Work request —
Up to and including the line with "### Agent-escalated bug", copy the records below exactly from their first line.

Given entries —
PR #2308, opened 2026-06-26
minds: agent-escalated bug reports open a human-reviewed pre-filled modal, plus get-help "have an agent help"

gnguralnick:
## Overview

This is the "continued" phase of minds **get-help / error reporting**. The theme: **a human gates every Sentry send**. An in-workspace agent that hits a problem can escalate it, but instead of submitting a report itself, it opens the desktop app's report-a-bug modal *pre-filled* for a person to review and send. The same get-help modal also gains a "have an agent help" option that spawns an `/assist` chat inside the workspace.

### Agent-escalated bug reports → pre-filled modal (human-reviewed)
- The authenticated per-agent report route (`POST /api/v1/agents/<id>/report`) no longer submits to Sentry. It publishes an `OpenHelpRequest(description, workspace_agent_id)` through a new `HelpModalRequestBroker`, which fans the request out over the chrome SSE stream as an `open_help` event; the Electron shell opens `/help?workspace=<id>&description=<diagnosis>` in the window showing that workspace. The user reviews what to attach and submits through the normal `/help/report` collector. The route returns `{"ok": true}` (no `event_id` — nothing was transmitted).
- A pre-filled `description` now forces the modal into **report mode**. Previously the modal defaulted to agent-help whenever a workspace was set, so an escalation (which carries both a workspace *and* a description) opened in agent-help mode and would have spawned another `/assist` chat instead of the report form.

### "Have an agent help" in the get-help modal
- When opened from a loaded workspace, the modal offers (and defaults to) "Have an agent help fix the problem". Choosing it posts to `POST /help/assist`, which spawns a new chat inside that workspace's container (`mngr exec … mngr create --template chat`) seeded with `/assist <description>`; the system interface auto-opens its tab.

### Recovery-page "Report a problem" gating
- The link no longer shows on the transient "Loading workspace" spinner; it appears only on terminal states that offer an action: workspace-unresponsive (restart), the restart-dispatch error (restart), and provider-unreachable / "Can't connect to …" (retry).

### Latchkey
- A baseline rule allows any in-workspace agent to `POST …/agents/<id>/report` without a prior per-agent grant, ordered ahead of the unauthorized gate (detent stops at the first matching scope). The route's bearer-key auth still applies. Interim allowance pending the broader minds-API-surface latchkey work.

## Base / merge

`main` was merged into this branch (the repo uses merge, not rebase), so the diff is up to date with main's `/api/v1` spectree consolidation. The report route was reconciled onto that framework: `@require_api_or_cookie_auth` + `BugReportRequest` validation, returning `OkResponse`, and the published `GET /api/schema` document was updated to match (no longer advertising the dropped `event_id`).

## Testing

- Unit tests cover: the broker fan-out / subscribe / unsubscribe, the report route opening the modal (and *not* submitting to Sentry), `/help/assist` validation + dispatch arg-building (including hostile-input shell-quoting), the help-page `description` pre-fill, the report-mode default when a description is present, and the recovery-page link gating.
- Targeted suites pass locally — `test_desktop_client.py`, `assist_chat_test.py`, `help_modal_requests_test.py`, and latchkey `agent_setup_test.py`; `ruff` and `ty` clean on the touched files. CI runs the full offload suite.

## Changelog

Per-project entries are included for every touched project: `apps/minds`, `libs/mngr_latchkey`, and `dev`.


apps/minds/imbue/minds/desktop_client/help_modal_requests.py
```diff
@@ -0,0 +1,73 @@
...
+
+
+class HelpModalRequestBroker(MutableModel):
+    """Fans ``OpenHelpRequest``s out to every subscribed chrome-events SSE connection.
+
+    Each subscriber is a ``(queue, wake_event)`` pair owned by one SSE
+    connection: ``request_open`` enqueues the request and sets the event so the
+    connection's loop drains it. Subscriptions are added on connect and removed
+    in the loop's ``finally``.
+    """
```
joshalbrecht, line 47: huh -- what SHOULD happen if an error report request is made by an agent in one workspace and you have multiple workspace windows?

if I'm reading this correctly, it would open in all windows? That seems confusing. But I could be reading it wrong...

joshalbrecht:
lgtm after my one comment

apps/minds/imbue/minds/desktop_client/help_modal_requests.py
gnguralnick: sent in slack - it doesn't show in all windows, but it also doesn't necessarily show up in the correct window. will update

gnguralnick: (resolved) - this code does correctly only open the modal in the requesting workspace's window, falling back to the last focused window if the requesting workspace doesn't have a window open. there was a bug on FCT side where agents were giving the wrong ID; this is now fixed.

PR #2309, opened 2026-06-26
Pin changelog-consolidation schedule user_id to a committed constant

qi-imbue:
## Problem

The nightly `changelog-consolidation` schedule is deployed to a Modal environment named `mngr-changelog-schedule-<user_id>`. That `user_id` was a **random per-profile UUID** (`uuid4().hex`), generated and persisted lazily on first use by mngr's config layer. As a result, the deployed environment's identity depended entirely on whichever machine first deployed the schedule.

Redeploying from a fresh checkout (a different machine, or a reset profile) rolled a *different* random `user_id`, so `mngr schedule remove`/`add` operated on a brand-new, empty environment while the live schedule kept running in the original one — silently forking instead of replacing. This bit us during a recent redeploy: the deploy's `--stop-all-apps` sweep stopped the live cron apps, but `schedule add` then failed because the (different) target environment didn't exist, leaving the job down.

## Fix

Pin `user_id` to a committed constant so the environment name is machine-independent:

- Add `USER_ID = "920da0b3…"` to `scripts/changelog_schedule_utils.py` (the existing source-of-truth module), exposed via a new `--print-user-id` CLI flag. This is the value of the live production environment.
- `changelog_deploy.sh` and the `changelog-trigger` justfile recipe now `export MNGR_USER_ID` from that flag, so every deploy and on-demand trigger targets the same environment regardless of host.

`MNGR_USER_ID` is mngr's supported override for the otherwise-random `user_id`. The `--stop-all-apps` sweep is unchanged — it remains identity-agnostic (sweeps every `mngr-changelog-schedule-*` env by prefix).

Note: if a machine already has a stale changelog profile holding a *different* `user_id`, mngr fails loudly on the mismatch; the fix is to delete `~/.mngr-changelog-schedule` and let it regenerate against the pinned value. This is documented in the deploy script.

## Tests

- Added `test_user_id_is_pinned_lowercase_hex` and `test_cli_print_user_id_matches_constant` to `scripts/changelog_schedule_utils_test.py`.
- `just test-quick scripts/changelog_schedule_utils_test.py`: 13 passed, 0 failed.


joshalbrecht:
lgtm

PR #2310, opened 2026-06-26
Add Modal as a cloud compute provider (create / destroy / reconnect)

minhtrinh-imbue:
[human written]

In this PR, we made the mngr_modal plugin supporting mngr verbs:
- `create` boots a Modal sandbox 
- `list` discovers hosts/agents (read live off running sandboxes, from the state volume for offline ones)
- `destroy` terminates the sandbox and clears its records
- `start` reconnects to a live sandbox OR recreates it from the latest resumable snapshot
-`stop` snapshots then terminates.

I tested this branch in the Minds UI for all of the following cases:
- making a new workspace that was modal-backed
- starting an old workspace that was modal-backed, as long as the sandbox was still online
- destroying a minds workspace that was modal-backed. If its sandbox was still online, it is terminated too. If the sandbox was already gone (timed out), there is nothing to terminate, so destroy just removes the agent records and marks the host DESTROYED, and the workspace disappears from the list cleanly.
- Clicking the restart button from Minds home.
  - If the sandbox was still online, `mngr start` reconnects to the live sandbox (fast, no new sandbox).
  - If the sandbox was gone but has a resumable snapshot (it was stopped cleanly, or hit its graceful idle/max-age timeout), `mngr start` boots a brand-new sandbox from that snapshot (the slow cold-boot described below).
  - If the sandbox was gone and only its bare create-time ("initial") snapshot exists (e.g. it was hard-killed or crashed before it could snapshot), `mngr start` refuses with "no resumable workspace state", and Minds shows "Workspace cannot be recovered -- recreate the workspace" instead of looping on a restart that can never succeed.

One edge case on the minds side: restarting a Modal workspace cold-boots a brand-new sandbox from its snapshot, which takes a couple of minutes -- but minds' default "Restart workspace" timeout (30s, tuned for local containers) would call that a failure while the sandbox was still healthily booting, so a longer restart timeout is wired in, Modal-only.

My motivation for this last piece will make it very helpful for evals: I can run a Minds evals on fanned-out Modals, let it finish, maybe time out, then later reopen that exact workspace, hit restart, and have it come right back from the snapshot so I can see the chat & try out any web artifacts -- so revisiting Modal evals is clean and doable directly in Minds, instead of something I lose when the sandbox goes away or something I must export from Modal and import to another provider.


apps/minds/imbue/minds/desktop_client/app.py
```diff
@@ -3026,6 +3053,18 @@ def __call__(self, exc: BaseException) -> None:
...
+def _is_modal_workspace(backend_resolver: BackendResolverInterface, agent_id: AgentId) -> bool:
+    """Whether the workspace's host runs on the Modal provider.
+
+    Modal host restarts cold-boot a new sandbox from a snapshot, so they need a
+    longer restart budget than other providers. Resolved from the discovery
+    snapshot's provider name; unknown agents (no display info) are treated as
+    non-Modal so they keep the fast default budget.
+    """
+    info = backend_resolver.get_agent_display_info(agent_id)
+    return info is not None and info.provider_name == _MODAL_PROVIDER_NAME
```
joshalbrecht: this, and the above constants, and all of the changes in this file, make me a little skeptical

it seems like we'd more generically want to allow hosts to take as long as they need to start up? Certainly I would expect eg AWS hosts to be sometimes fairly slow to start as well

this gets in to a larger change -- rather than timing out and trying to automatically declare that something failed, our operations should generally be allowed to take ~forever, but we should tell the user when something takes longer than expected and thus could indicate a problem

in other words, the right behavior is probably something like:
- user or app tries to start any host / agent
- we have per-provider rough estimates of how long it should be until we *warn* the user (in the UI that they're looking at) that it's taking longer than normal to start
- we always make it possible for users to see the logs / what is happening during the start (in case it got stuck somewhere). This is eventually particularly useful for debugging agents as well
- only after a ridiculously long period of time (like, 15 minutes or something) do we say "it looks like this failed to start", and we just fail and stop there (we don't retry, etc).
- The *user* can then manually click something like "retry" to try the whole process again from the beginning

This general approach is:
- more robust
- simpler
- more transparent
- more consistent

It's probably worth working with @gnguralnick  on getting our starting / restarting to work a bit more simply / as I laid out above

For now, could we simply raise all of the default limits so that we don't need anything modal-specific here?

apps/minds/imbue/minds/desktop_client/templates.py
```diff
@@ -1071,6 +1071,22 @@ def render_inbox_unavailable_fragment(message: str = "") -> str:
         // but unreachable (bouncing it would interrupt user agents, so we want
         // explicit consent before doing so).
         function renderUnresponsive() {
+          // If the last restart failed because the host has no resumable state (e.g. a
+          // Modal sandbox terminated without a clean stop -- only its create-time snapshot
+          // exists), a restart can never succeed. Guide the user to recreate instead of
+          // looping on a Restart button that cannot work. Keyed off the error text, so it
+          // applies to any provider that surfaces the same "no resumable" failure.
+          var errText = errorEl ? (errorEl.textContent || '') : '';
+          if (errText.indexOf('no resumable workspace state') !== -1) {
```
joshalbrecht: it's fairly weird and brittle to key off of the string of the error here

I'm also not fully convinced that we should need special casing for modal -- it can always resume, it's just that sometimes, it might be resuming from an earlier state that doesn't include your previous state because it wasn't shut down cleanly.

we could warn, when starting, if that was the case, but I don't see why it should be implicated here for a special case

apps/minds/imbue/minds/primitives.py
```diff
@@ -67,6 +67,13 @@ class LaunchMode(UpperCaseStrEnum):
     LIMA = auto()
     IMBUE_CLOUD = auto()
     AWS = auto()
+    # Runs the agent in a Modal sandbox using the local machine's own Modal token
+    # (``modal token new``) -- resolves the ``modal`` provider instance (DIRECT).
+    # Modal sandboxes are ephemeral (~1 day max), so it is surfaced as "Modal
+    # (1-day ephemeral)" and is testing-only. (A keyless/connector-proxied variant
+    # is intentionally not offered: Modal is imbue-internal, so users authenticate
+    # to it directly.)
+    MODAL_DIRECT = auto()
```
joshalbrecht: the naming of "MODAL_DIRECT" is a little weird

(same comment applies not just to this constant, but the name of all other vars in this PR -- we don't have any other way of accessing modal from minds, do we?)

libs/mngr_modal/imbue/mngr_modal/config.py
```diff
@@ -58,8 +66,13 @@ class ModalProviderConfig(ProviderInstanceConfig):
         description="Base directory for mngr data on the sandbox (defaults to /mngr)",
     )
     default_sandbox_timeout: int = Field(
-        default=900,
-        description="Default sandbox timeout in seconds",
+        default=86_310,
```
joshalbrecht: it's very weird to change these constants in this PR -- we should just be setting them for minds in the create template for the forever-claude-template repo!

(this comment applies to all of the default changes here)

libs/mngr_modal/imbue/mngr_modal/instance.py
```diff
@@ -152,6 +154,29 @@
 # Fixed namespace for deterministic VolumeId derivation from Modal volume names.
 _MODAL_VOLUME_ID_NAMESPACE: Final[uuid.UUID] = uuid.UUID("c8f1a2b3-d4e5-6789-abcd-ef0123456789")
 
+# Snapshot names used by the modal provider. The "initial" snapshot is captured
+# right after provisioning (before the agent runs), so it carries no workspace
+# state; "stop" is captured on graceful stop/pause and carries the user's work.
+# Auto-restart must skip the bare "initial" snapshot or it would spin a sandbox
+# with no agent -- an agent-less, billing orphan.
+INITIAL_SNAPSHOT_NAME: Final[str] = "initial"
+STOP_SNAPSHOT_NAME: Final[str] = "stop"
```
joshalbrecht: I don't love these changes -- they:
1. are backwards incompatible
2. collapse the names of the snapshot into a smaller namespace where some get overwritten
3. are mixing our concerns from minds into the mngr provider (and they don't belong there)

yes, it doesn't make sense to resume from an initial snapshot (because you end up without the agent having been created), but we could have fixed that bug separately in a more minimal way I suspect (also, I wonder why we even bother with the initial snapshot if it cannot be resumed from there...)

apps/minds/imbue/minds/desktop_client/app.py
MT-GoCode: duly noted... changes to this reverted and I'll relay to gabe sometime

libs/mngr_modal/imbue/mngr_modal/config.py
MT-GoCode: fixed

apps/minds/imbue/minds/desktop_client/app.py
gnguralnick: that makes sense. the timeout constants for the restart operations were not super formally chosen; just ones that seemed reasonable. and at the time i was testing there were still only local (docker/lima) minds, so worth updating now that remote is fleshed out

apps/minds/imbue/minds/desktop_client/workspace_recovery.py
```diff
@@ -69,6 +69,12 @@
 _HOST_RESTART_STARTUP_WAIT_SECONDS: Final[float] = 30.0
 # Poll cadence while waiting for the system interface to come back post-restart.
 _RESTART_PROBE_INTERVAL_SECONDS: Final[float] = 1.0
+# Substring of HostShutdownNotSupportedError's message (raised by ``mngr stop --stop-host``
+# when a provider's ``supports_shutdown_hosts`` is False, e.g. Modal). A host-restart on
+# such a provider hits this on the stop step; it is expected, not a failure -- ``mngr start``
+# performs the restart on its own (reconnect-if-alive, else recreate-from-snapshot), so the
+# restart worker treats it as "skip the stop" and proceeds rather than aborting.
+_HOST_SHUTDOWN_NOT_SUPPORTED_SIGNAL: Final[str] = "does not support stopping hosts"
```
joshalbrecht: minor: it'd be better to do this in a more robust way, eg, via exit code or an explicitly shared string (ex: some imported constant)

libs/mngr_modal/imbue/mngr_modal/instance.py
```diff
@@ -1988,12 +1997,22 @@ def start_host(
...
-                host_record.certified_host_data.snapshots, key=lambda s: s.created_at, reverse=True
+            # Auto-select the most recent snapshot, skipping the bare "initial" one
+            # (captured right after provisioning, before the agent ran): auto-restoring
+            # it would spin a sandbox with no agent. An explicit snapshot_id can still
+            # name the initial snapshot.
+            resumable_snapshots = sorted(
+                (snap for snap in host_record.certified_host_data.snapshots if snap.name != "initial"),
+                key=lambda snap: snap.created_at,
+                reverse=True,
             )
```
joshalbrecht: I suspect that we should probably, as a separate earlier PR, change this behavior so that we simply avoid that initial snapshot in the first place? 

If it cannot be resumed, what is the point?

(then we wouldn't need this logic here)

libs/mngr_modal/imbue/mngr_modal/instance.py
```diff
@@ -2063,14 +2082,23 @@ def start_host(
...
         self._uncache_host(host_id)
 
+        # Clear stop_reason so a now-running host is no longer derived as PAUSED/STOPPED.
+        # Otherwise a host resumed here and then hard-killed would be mis-derived as
+        # PAUSED/STOPPED (never GC'd, wrongly shows a Resume control) instead of CRASHED.
+        # The setup helper below persists this cleared data to both the host record and
+        # the host's data.json, mirroring what mngr_lima does on restart.
+        restored_host_data = host_record.certified_host_data.model_copy_update(
+            to_update(host_record.certified_host_data.field_ref().stop_reason, None),
+        )
```
joshalbrecht: I don't fully understand why this is needed -- from the rest of this, it looks like our modal sandboxes cannot even be restarted or resumed? So how is restoration playing into this?

libs/mngr_modal/imbue/mngr_modal/instance.py
```diff
@@ -2539,16 +2569,55 @@ def discover_hosts_and_agents(
...
-                ref = validate_and_create_discovered_agent(agent_data, host_id, self.name)
-                if ref is not None:
-                    agent_refs.append(ref)
-
-            result[host_ref] = agent_refs
+            # A RUNNING host's agents are read LIVE off the sandbox; only offline
+            # hosts fall back to the state volume. See _discover_agent_refs_for_host.
+            result[host_ref] = self._discover_agent_refs_for_host(
+                host_id, host_record, is_running, agent_data_by_host_id.get(host_id, [])
+            )
```
joshalbrecht, line 2595: This is actually an interesting larger design question that I'd like @qi-imbue 's thoughts on:

**Should "local" agents on a "remote" host be seen by a remote version of mngr or not?**

- If "yes", it's a little bit strange -- what is the name of the provider for those agents? It's not "local" (that'd be confusing"), and it's not quite <provider-name>, because they're not really such agents...
- If "no", there can be this de-sync between what the remote state volume says, and what the local mngr would see

I *think* I'm leaning towards "no" (ie, revert these changes), but curious if there's something I'm not seeing?

apps/minds/imbue/minds/desktop_client/workspace_recovery.py
MT-GoCode: fixed

libs/mngr_modal/imbue/mngr_modal/instance.py
minhtrinh-imbue: addressed - discussion on slack

libs/mngr_modal/imbue/mngr_modal/instance.py
minhtrinh-imbue: addressed - discussion on slack

libs/mngr_modal/imbue/mngr_modal/instance.py
minhtrinh-imbue: Should "local" agents on a "remote" host be seen by a remote mngr?

They already are, for every other cloud provider — AWS, Vultr, and OVH (all three share mngr_vps's VpsProvider, which does a per-provider live read). Modal was the only one missing it.

On naming: when mngr list returns, each agent is stamped with the host's provider — DiscoveredAgent.provider_name = self.provider_instance.name, i.e. "modal" for everything on a modal host. So both system-services and all other agents spawned in the modal sandbox get named as "modal." 

Should they be visible? Yes. Without it there's a de-sync (as you said) with a concrete cost: mngr destroy sees and terminates system-services (which is on the state volume) but misses the workspace agent (created by the in-sandbox mngr, so never written to the volume). Then the cleanup sweep, which checks the host live via host.get_agents(), still sees that workspace agent, concludes the sandbox is in use, and skips shutting it down. Net: the Modal sandbox keeps running and billing. This happened during testing, which is why I added this.

So this part of the commit isn't modal special-casing, it brings Modal up to spec with AWS/Vultr/OVH, which do this... I'd suggest no reversion.

joshalbrecht: ok, I think that makes sense!  Will wait for Qi to weigh in as well

qi-imbue: It's a bit weird but it seems to be a natural conclusion of mngr's design decisions.

I suppose the alternative here is to segregate local agents created from within the Modal sandbox (e.g. use a different host dir so that they can't be discovered together) but that may also feel a bit weird. Overall LGTM.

Final answer —
PR #2308, opened 2026-06-26
minds: agent-escalated bug reports open a human-reviewed pre-filled modal, plus get-help "have an agent help"

gnguralnick:
## Overview

This is the "continued" phase of minds **get-help / error reporting**. The theme: **a human gates every Sentry send**. An in-workspace agent that hits a problem can escalate it, but instead of submitting a report itself, it opens the desktop app's report-a-bug modal *pre-filled* for a person to review and send. The same get-help modal also gains a "have an agent help" option that spawns an `/assist` chat inside the workspace.

### Agent-escalated bug reports → pre-filled modal (human-reviewed)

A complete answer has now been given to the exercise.